# [Directions]
Keep each line of the material that includes "scripts", and leave out the rest.

# [The data]
PR #32, opened 2018-03-10
feature: Proposal of status command

hmleal:
Please this is just a proposal about the ```status``` command in dbmate. Do you could help with the tests? I'll try as well

And thank you for this amazing project

### DIFF
--- a/README.md
+++ b/README.md
@@ -90,6 +90,7 @@ dbmate migrate   # run any pending migrations
 dbmate rollback  # roll back the most recent migration
 dbmate down      # alias for rollback
 dbmate dump      # write the database schema.sql file
+dbmate status    # show the status of all migrations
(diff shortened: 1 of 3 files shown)


MarkMurphy:
Would be nice if you could pass a flag that would tell this to simply output the number of pending migrations or exit with a non-zero status if there are any. This would be really useful for external applications or scripts.

fernandocarletti:
@amacneil Is there a reason for not having this merged into dbmate? It is a helpful command to check if there's nothing pending :)

amacneil:
@fernandocarletti definitely agree I would like to add this command to dbmate. This PR is just missing some tests and cleanup. I haven't had time to do it myself but if someone wants to contribute I would gladly accept it.

PR #45, opened 2018-06-06
Feature: Support testing if migrations will succeed 

vrajanap:
This will allow user to test if the set of migrations will apply correctly.

This will be allow clients to use dbmate and test if migrations will succeed across multiple databases before going ahead and apply on them.
#### TODO

- [x]  Update README
- [x]  Got unit tests.
- [x]   Update dbmate documentation.

### DIFF
--- a/main.go
+++ b/main.go
@@ -74,7 +74,10 @@ func NewApp() *cli.App {
 				},
 			},
 			Action: action(func(db *dbmate.DB, c *cli.Context) error {
-				return db.CreateAndMigrate(c.Bool("with-rollback"))
+				if c.Bool("with-rollback") {
+					return db.CreateAndMigrateWithRollback()
+				}
+				return db.CreateAndMigrate()
 			}),
 		},
 		{
--- a/main.go
+++ b/main.go
@@ -64,8 +64,17 @@ func NewApp() *cli.App {
 		{
 			Name:  "up",
 			Usage: "Create database (if necessary) and migrate to the latest version",
+			Flags: []cli.Flag{
+				cli.BoolFlag{
+					Name: "with-rollback",
+					Usage: "Checks if this command can succeed by running migrations " +
+						"within a transaction that is ultimately rolled back\n" +
+						"\tWARNING:- MySQL doesn't support transactional DDL and " +
+						"therefore this flag results in an error for MySQL",
+				},
+			},
 			Action: action(func(db *dbmate.DB, c *cli.Context) error {
-				return db.CreateAndMigrate()
+				return db.CreateAndMigrate(c.Bool("with-rollback"))
 			}),
 		},
 		{
@@ -85,8 +94,17 @@ func NewApp() *cli.App {
 		{
 			Name:  "migrate",
 			Usage: "Migrate to the latest version",
+			Flags: []cli.Flag{
+				cli.BoolFlag{
+					Name: "with-rollback",
+					Usage: "Checks if this command can succeed by running migrations " +
+						"within a transaction that is ultimately rolled back\n" +
+						"\tWARNING:- MySQL doesn't support transactional DDL and " +
+						"therefore this flag results in an error for MySQL",
+				},
+			},
 			Action: action(func(db *dbmate.DB, c *cli.Context) error {
-				return db.Migrate()
+				return db.Migrate(c.Bool("with-rollback"))
 			}),
 		},
 		{
--- a/main.go
+++ b/main.go
@@ -51,7 +51,7 @@ func NewApp() *cli.App {
 		},
 	}
 
-	withRollbackFlag := "with-rollback"
+	const withRollbackFlag = "with-rollback"
 	app.Commands = []cli.Command{
 		{
 			Name:    "new",
--- a/main.go
+++ b/main.go
@@ -110,9 +110,8 @@ func NewApp() *cli.App {
 			Action: action(func(db *dbmate.DB, c *cli.Context) error {
 				if c.Bool(withRollbackFlag) {
 					return db.MigrateWithRollback()
-				} else {
-					return db.Migrate()
 				}
+				return db.Migrate()
 			}),
 		},
 		{
--- a/main.go
+++ b/main.go
@@ -51,6 +51,7 @@ func NewApp() *cli.App {
 		},
 	}
 
+	withRollbackFlag := "with-rollback"
 	app.Commands = []cli.Command{
 		{
 			Name:    "new",
@@ -66,7 +67,7 @@ func NewApp() *cli.App {
 			Usage: "Create database (if necessary) and migrate to the latest version",
 			Flags: []cli.Flag{
 				cli.BoolFlag{
-					Name: "with-rollback",
+					Name: withRollbackFlag,
 					Usage: "Checks if this command can succeed by running migrations " +
 						"within a transaction that is ultimately rolled back\n" +
 						"\tWARNING:- MySQL doesn't support transactional DDL and " +
@@ -74,7 +75,7 @@ func NewApp() *cli.App {
 				},
 			},
 			Action: action(func(db *dbmate.DB, c *cli.Context) error {
-				if c.Bool("with-rollback") {
+				if c.Bool(withRollbackFlag) {
 					return db.CreateAndMigrateWithRollback()
 				}
 				return db.CreateAndMigrate()
@@ -99,7 +100,7 @@ func NewApp() *cli.App {
 			Usage: "Migrate to the latest version",
 			Flags: []cli.Flag{
 				cli.BoolFlag{
-					Name: "with-rollback",
+					Name: withRollbackFlag,
 					Usage: "Checks if this command can succeed by running migrations " +
 						"within a transaction that is ultimately rolled back\n" +
 						"\tWARNING:- MySQL doesn't support transactional DDL and " +
@@ -107,7 +108,11 @@ func NewApp() *cli.App {
 				},
 			},
 			Action: action(func(db *dbmate.DB, c *cli.Context) error {
-				return db.Migrate(c.Bool("with-rollback"))
+				if c.Bool(withRollbackFlag) {
+					return db.MigrateWithRollback()
+				} else {
+					return db.Migrate()
+				}
 			}),
 		},
 		{
--- a/pkg/dbmate/db.go
+++ b/pkg/dbmate/db.go
@@ -303,8 +303,8 @@ func (db *DB) migrateAndRollback() error {
 	defer mustClose(sqlDB)
 
 	if !drv.SupportsTransactionalDDL() {
-		return fmt.Errorf("%s doesn't support Transactional DDL. "+
-			"Therefore, with-rollback flag is not supported", db.DatabaseURL.Scheme)
+		return fmt.Errorf("%s doesn't support Transactional DDL. Therefore, with-rollback flag is not supported",
+			db.DatabaseURL.Scheme)
 	}
 
 	applied, err := drv.SelectMigrations(sqlDB, -1)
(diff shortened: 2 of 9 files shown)


vrajanap:
@amacneil Have you had a chance to take a look? Or have you picked anyone as maintainer to review this?

pkg/dbmate/db_test.go
```diff
@@ -86,7 +86,7 @@ func TestDumpSchema(t *testing.T) {
 	require.NoError(t, err)
 
 	// create and migrate
-	err = db.CreateAndMigrate()
+	err = db.CreateAndMigrate(false)
```
amacneil: In general I'm not a fan of boolean args like this (see https://www.martinfowler.com/bliki/FlagArgument.html), since it's not obvious to the caller what the arg represents. Could we split this into separate methods?

pkg/dbmate/db.go
```diff
@@ -85,28 +85,44 @@ func (db *DB) Wait() error {
 	return fmt.Errorf("unable to connect to database: %s", err)
 }
 
-// CreateAndMigrate creates the database (if necessary) and runs migrations
-func (db *DB) CreateAndMigrate() error {
+// CreateAndMigrate creates the database (if necessary) and runs migrations.
+// If withRollback is true, this doesn't create or migrate but
+// returns if creation of database and applying of migrations would succeed.
+func (db *DB) CreateAndMigrate(withRollback bool) error {
```
bradclawsie: Just create a new function for this. Someone mis-placing the arg here could drop their DB. Probably not what they want. The arg is misleading because dropping a DB cannot be rolled back on any RDBMS I know of.

The goal seems to be to experiment with running a migration. A safer way to do that is to dump the CREATE statement for the current schema (typically requires querying metadata tables), and then creating a temporary table with a synthesized name and no rows...run the migration on *that* if you want to drop it. You probably never want to hide a DROP inside a function if a user actually has data in a table etc.

pkg/dbmate/db.go
```diff
@@ -202,6 +218,23 @@ func doTransaction(db *sql.DB, txFunc func(Transaction) error) error {
 	return tx.Commit()
 }
 
+func transactAndRollback(db *sql.DB, txFunc func(Transaction) error) error {
+	tx, err := db.Begin()
```
bradclawsie: db could be nil, this would panic

pkg/dbmate/db.go
```diff
@@ -202,6 +218,23 @@ func doTransaction(db *sql.DB, txFunc func(Transaction) error) error {
...
+	if err != nil {
+		return err
+	}
+
+	if err := txFunc(tx); err != nil {
```
bradclawsie: YMMV, but it seems to be useful to preserve the transaction error message even if the rollback errors out, both are non-nil...when I have coded this same section in the past, I have done something like

```
return fmt.Errorf("Rollback err %s on transaction err %s",err1.Error(),err.Error())
```

pkg/dbmate/db.go
```diff
@@ -221,8 +254,67 @@ func (db *DB) openDatabaseForMigration() (Driver, *sql.DB, error) {
 	return drv, sqlDB, nil
 }
 
-// Migrate migrates database to the latest version
-func (db *DB) Migrate() error {
+// Migrate migrates database to the latest version. If withRollback is true,
+// this doesn't migrate but returns if such a migration may fail.
+func (db *DB) Migrate(withRollback bool) error {
+	if withRollback {
```
bradclawsie: Just make a new toplevel func
 
```MigrateAndDrop```

File: pkg/dbmate/db.go [hunk 6]
```diff
@@ -221,8 +254,67 @@ func (db *DB) openDatabaseForMigration() (Driver, *sql.DB, error) {
...
+	err = transactAndRollback(sqlDB, func(tx Transaction) error {
+		for _, filename := range files {
+			ver := migrationVersion(filename)
+			if ok := applied[ver]; ok {
+				// migration already applied
+				continue
+			}
+
+			fmt.Printf("Attempting to apply : %s\n", filename)
+			migration, err := parseMigration(filepath.Join(db.MigrationsDir, filename))
```
bradclawsie: +1 for not just hardcoding '/'

pkg/dbmate/db.go
```diff
@@ -85,28 +85,44 @@ func (db *DB) Wait() error {
...
+// If withRollback is true, this doesn't create or migrate but
+// returns if creation of database and applying of migrations would succeed.
+func (db *DB) CreateAndMigrate(withRollback bool) error {
 	drv, err := db.GetDriver()
 	if err != nil {
 		return err
 	}
 
+	if !drv.SupportsTransactionalDDL() && withRollback {
+		return fmt.Errorf("%s doesn't support Transactional DDL. "+
```
bradclawsie: No need for string concat here, just make it one long string

pkg/dbmate/db.go
```diff
@@ -221,8 +254,67 @@ func (db *DB) openDatabaseForMigration() (Driver, *sql.DB, error) {
...
+
+func (db *DB) migrateAndRollback() error {
+	re := regexp.MustCompile(`^\d.*\.sql$`)
+	files, err := findMigrationFiles(db.MigrationsDir, re)
+	if err != nil {
+		return err
+	}
+
+	if len(files) == 0 {
+		return fmt.Errorf("no migration files found")
```
bradclawsie: can just use 
```
errors.New()
```

pkg/dbmate/db.go
```diff
@@ -202,6 +218,23 @@ func doTransaction(db *sql.DB, txFunc func(Transaction) error) error {
...
 }
 
+func transactAndRollback(db *sql.DB, txFunc func(Transaction) error) error {
+	tx, err := db.Begin()
+	if err != nil {
+		return err
+	}
+
+	if err := txFunc(tx); err != nil {
+		if err1 := tx.Rollback(); err1 != nil {
```
bradclawsie: There's nothing in the function signature for ```txFunc``` that tells me the relationship between getting an ```error``` back and the transaction state (did it ```Commit```? Who knows)...Seems like this is just easier to inline where you need it to avoid this

pkg/dbmate/db_test.go
vrajanap: Good point. Will do.

main.go
```diff
@@ -64,8 +64,17 @@ func NewApp() *cli.App {
 		{
 			Name:  "up",
 			Usage: "Create database (if necessary) and migrate to the latest version",
+			Flags: []cli.Flag{
+				cli.BoolFlag{
+					Name: "with-rollback",
```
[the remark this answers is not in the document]
vrajanap: Good point, will do.

pkg/dbmate/db.go
vrajanap: Good points. I will split this into a separate function. 

Btw, I want to clarify that this function doesn't support `MigrateAndDrop`. It only drops if it creates the database here _and_ `withRollback` was true.

vrajanap: If you feel that the design of even supporting withRollback for Creation part of Create and migrate is dangerous, I agree and I'm willing to remove that functionality. For my scenario, I only care about "withRollback" for migrations and not at all about creation.

pkg/dbmate/db.go
vrajanap: Love this suggestion!

vrajanap: This is a good idea. Will do.

pkg/dbmate/db.go
vrajanap: golint doesn't seem to like lines longer than 100 columns.

pkg/dbmate/db.go
```diff
@@ -202,6 +218,23 @@ func doTransaction(db *sql.DB, txFunc func(Transaction) error) error {
 	return tx.Commit()
 }
 
+func transactAndRollback(db *sql.DB, txFunc func(Transaction) error) error {
```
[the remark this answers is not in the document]
vrajanap: I don't quite follow your question. Transaction is a function that is being executed, whereas sql.Tx is a db transaction object that can be used to invoke the transaction.

pkg/dbmate/db.go
vrajanap: Good point, but this function is used only from one location where param is guaranteed to be not nil. I am not familiar with golang patterns here, but if we start checking all param in each level, wouldn't that lead to lot of duplicate checks? :thinking:

pkg/dbmate/db.go
vrajanap: This was old behavior as in https://github.com/amacneil/dbmate/blob/master/pkg/dbmate/db.go#L233

Won't changing this impact other scripts if they were greping for this?

vrajanap:
@amacneil @bradclawsie PTAL. Thanks for the great feedback. Please keep it coming. :)

pkg/dbmate/db_test.go
vrajanap: done.

main.go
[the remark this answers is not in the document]
vrajanap: done

pkg/dbmate/db.go
vrajanap: done.

pkg/dbmate/db.go
vrajanap: done

pkg/dbmate/db.go
vrajanap: done

pkg/dbmate/db.go
vrajanap: thanks! :)

pkg/dbmate/db.go
vrajanap: Lemme know if there is someway around golint rules

pkg/dbmate/db.go
bradclawsie: yeah don't worry about it this is very minor

pkg/dbmate/db.go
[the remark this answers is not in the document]
bradclawsie: no worries, I think I was just trying to figure out why `Transaction` existed

pkg/dbmate/db.go
vrajanap: :man_shrugging:

pkg/dbmate/db.go
vrajanap: Yea, your other suggestions for `transactAndRollback` also makes sense for `doTransaction`. I will make this change.

vrajanap:
@bradclawsie Noted all your comments. I just made one minor change following your recommendation for `doTransaction`. Let me know if the changes look good. Eager to merge this PR! :)

pkg/dbmate/db.go
```diff
@@ -106,7 +107,43 @@ func (db *DB) CreateAndMigrate() error {
...
+		if err := drv.CreateDatabase(db.DatabaseURL); err != nil {
+			return err
+		}
+		createdDb = true
+	}
+
+	// migrate
+	err = db.MigrateWithRollback()
+	if err == nil && createdDb {
+		return drv.DropDatabase(db.DatabaseURL)
```
amacneil: I would leave this whole step out (dropping the db), I don't think it's necessary in the context of this flag.

(I'm happy if we just create the db, test migration, then roll back migration, and leave the empty db existing)

vrajanap: :+1: WIll fix remove the dropping piece of it.

amacneil:
Closing stale PR since we are not currently planning to integrate this. I'm not convinced that this is a safe operation to run against a production database (even within a transaction), and given that we now support disabling transactions for postgres (and transactions are not supported for mysql) this feature would have unexpected behavior in a number of situations, potentially leading to data loss or downtime if someone misunderstood how it works.

PR #49, opened 2018-07-22
Add path to schema_migrations insert statement

pkqk:
Currently importing `schema.sql` fails when inserting the current migrations into the `schema_migrations` table.

At the top of the output of pg_dump it adds the line:

```sql
SELECT pg_catalog.set_config('search_path', '', false);
```

Which wipes out the schema `search_path` so every table reference needs to be absolute.

### DIFF
--- a/pkg/dbmate/postgres.go
+++ b/pkg/dbmate/postgres.go
@@ -79,7 +79,7 @@ func postgresSchemaMigrationsDump(db *sql.DB) ([]byte, error) {
 	buf.WriteString("\n--\n-- Dbmate schema migrations\n--\n\n")
 
 	if len(migrations) > 0 {
-		buf.WriteString("INSERT INTO schema_migrations (version) VALUES\n    (" +
+		buf.WriteString("INSERT INTO public.schema_migrations (version) VALUES\n    (" +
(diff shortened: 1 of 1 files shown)


pkqk:
Looks like this was caused by a change in [9.6.9](https://www.postgresql.org/docs/9.6/static/release-9-6-8.html)

> Avoid use of insecure search_path settings in pg_dump and other client programs (Noah Misch, Tom Lane)

> pg_dump, pg_upgrade, vacuumdb and other PostgreSQL-provided applications were themselves vulnerable to the type of hijacking described in the previous changelog entry; since these applications are commonly run by superusers, they present particularly attractive targets. To make them secure whether or not the installation as a whole has been secured, modify them to include only the pg_catalog schema in their search_path settings. Autovacuum worker processes now do the same, as well.

> In cases where user-provided functions are indirectly executed by these programs — for example, user-provided functions in index expressions — the tighter search_path may result in errors, which will need to be corrected by adjusting those user-provided functions to not assume anything about what search path they are invoked under. That has always been good practice, but now it will be necessary for correct behavior. (CVE-2018-1058)

krevels:
Currently encountering this issue as well. Would love to see it included.

PR #66, opened 2019-04-17
Add pending command to list pending migrations

matguig:


subhi-chegg:
This command will be very useful.
Is there a release scheduled for this?

amacneil:
Sorry for the delay, I've been thinking about the best way to integrate this with the other requests for a `dbmate status` command. I think we could solve both use cases with a single command.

# [Written reply]
Would be nice if you could pass a flag that would tell this to simply output the number of pending migrations or exit with a non-zero status if there are any. This would be really useful for external applications or scripts.
Won't changing this impact other scripts if they were greping for this?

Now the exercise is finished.